Landscape Urbanism @ MOCA
The nifty thing about a blog is that I can defy chronological order. Linear time? Nah! I’ve been meaning to post about a landscape urbanism lecture I attended last Friday (and, separately, a happy hour about advancing Cleveland last Thursday). Apologies for the tardiness- it has taken me a little longer to pull my thoughts together on this.
The Landscape Urbanism::After the Post-Industrial City lecture was sponsored by the Museum of Contemporary Art – Cleveland and the architecture/design school at Kent State University. It featured an architect and a landscape architect, both from Milan, Italy. I had a bit of a hard time understand their accents so I assume I missed out on a lot of good stuff, but their imagery and basic concepts were excellent.
Essentially, they had been charged with creating a master plan for Milan. Oh, the opportunity! They focused especially on the “greening” of a post-industrial city. Sounds familiar? There’s a reason why they were invited to Cleveland! Their basic concept was the “green ray.” Eight greenways radiated out from the city center with the goal of making the city more permeable and more connected to the parks. I now am envisioning green rays radiating westerly, southerly, and easterly out from Voinovich park next to the Rock Hall for Cleveland… e.g., Euclid Ave but even greener.

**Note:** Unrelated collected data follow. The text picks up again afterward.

PR #672, opened 2019-08-23
CI: Only keep artifacts for master branch builds

stephendade:
Attempt to fix the failing builds - The build files will only be saved for master branch builds.

It may still fail, as there is a 50000MB file limit and Appveyor keeps the last 6 months of builds. We may have to wait until Appveyor cleans up some of these old builds.

[Doesn't appear to be a method to manually remove old builds though :disappointed: ]

### DIFF
--- a/appveyor.yml
+++ b/appveyor.yml
@@ -78,13 +78,16 @@ after_test:
   - "ISCC.exe /dMyAppVersion=%VERSION% mavproxy.iss"
   - "cd ..\\"
   
-
-artifacts:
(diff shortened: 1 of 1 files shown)


peterbarker:
Still dying with `Maximum allowed artifact storage size of 50000 Mb will be exceeded.`

OXINARF:
I think we might need to contact AppVeyor to clean it up.

tridge:
i've also contacted appveyor, and they have increased our limit

PR #673, opened 2019-08-23
Parameditor: Categorical search of parameters

Akshath-Singhal:
Added categorical search of parameters with a predefined list of categories.

@tridge  Might need a work around for Flight Modes on Rover. Using only MODE displays extra parameters.

### DIFF
--- a/MAVProxy/modules/mavproxy_paramedit/checklisteditor.py
+++ b/MAVProxy/modules/mavproxy_paramedit/checklisteditor.py
@@ -155,7 +155,7 @@ class GridScrollEditor(gridlib.PyGridCellEditor):
         try:
             self._tc.SetValue(selected)
         except Exception as e:
-            print e
+            print (e)
 
     def SetSize(self, rect):
         self._tc.SetDimensions(rect.x, rect.y, rect.width+2, 30,
--- a/MAVProxy/modules/mavproxy_paramedit/param_editor.py
+++ b/MAVProxy/modules/mavproxy_paramedit/param_editor.py
@@ -48,7 +48,6 @@ class ParamEditorEventThread(threading.Thread):
                         self.mp_paramedit.gui_event_queue_lock.release()
 
                     elif event_type == ph_event.PEE_TIME_TO_QUIT:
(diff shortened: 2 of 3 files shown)


Akshath-Singhal:
@tridge The second commit basically deals with the special case of modes in ROVERS. I will squash the commits once we agree on using this method. Also you might want to list the categories to be added to the dropdown menu here.

Akshath-Singhal:
@tridge Both the search key and the category complements each other now. Seems ready to be merged to me.

tridge:
the categories work, but I think the drop-down should only have the bit before the ':', so "PosControl" not "PosControl:VEL_,POS_,WPNAV_,RTL_"
It is also using substring searches, so the POS_ in PosControl is finding EK2_POS_I_GATE. Substring searches are great for the search box, but not good in the dropdown.
I've also noticed that the param editor is failing completely under python3 (specifically 3.6.8 on ubuntu 18.04). The module loads but doesn't display anything.
I also see some bugs by running flake8 over the code. For example:

MAVProxy/modules/mavproxy_paramedit/param_editor.py:219:12: F821 undefined name 'ParamEditorModule'

Akshath-Singhal:
> the categories work, but I think the drop-down should only have the bit before the ':', so "PosControl" not "PosControl:VEL_,POS_,WPNAV_,RTL_"
> It is also using substring searches, so the POS_ in PosControl is finding EK2_POS_I_GATE. Substring searches are great for the search box, but not good in the dropdown.
> I've also noticed that the param editor is failing completely under python3 (specifically 3.6.8 on ubuntu 18.04). The module loads but doesn't display anything.
> I also see some bugs by running flake8 over the code. For example:
> 
> MAVProxy/modules/mavproxy_paramedit/param_editor.py:219:12: F821 undefined name 'ParamEditorModule'

Corrected the typo in Flake8. Though it had no effect.
Python3 error was due to unbuffered I/O for /dev/null, it has been corrected.
Displays only upto ':' for category now, substring search removed from categories.

tridge:
much better, thanks!

PR #674, opened 2019-08-24
Paramstatus: Display current status of received parameters to help with param fetch

Akshath-Singhal:
@tridge @peterbarker This displays parameter status both in console and in parameditor modules to prevent user from requesting parameter fetch repeatedly as discussed earlier.

PS : Three different commits for three different modules as suggested earlier.


tridge:
great! I'd like to see the commit msgs prefixed with module name, eg:
"console: display param status"

Akshath-Singhal:
Done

Other gems I gleaned: design the landscape THEN the architecture; utilize microprojects; the goal is “not to project – to protect” (no more sprawl); make the inner city *new* so that it draws people back (can’t offer the old one still); informal planning flowing into formal strategy; and marketing/branding of one’s vision. To speak more about the last ‘gem’ there, they hired retirees to travel the proposed routes for their green ray project and to record their experiences in a diary. The diaries were complied and then published. What an innovative way to do the traditional ‘site visit’ with fresh eyes and to simultaneously build support!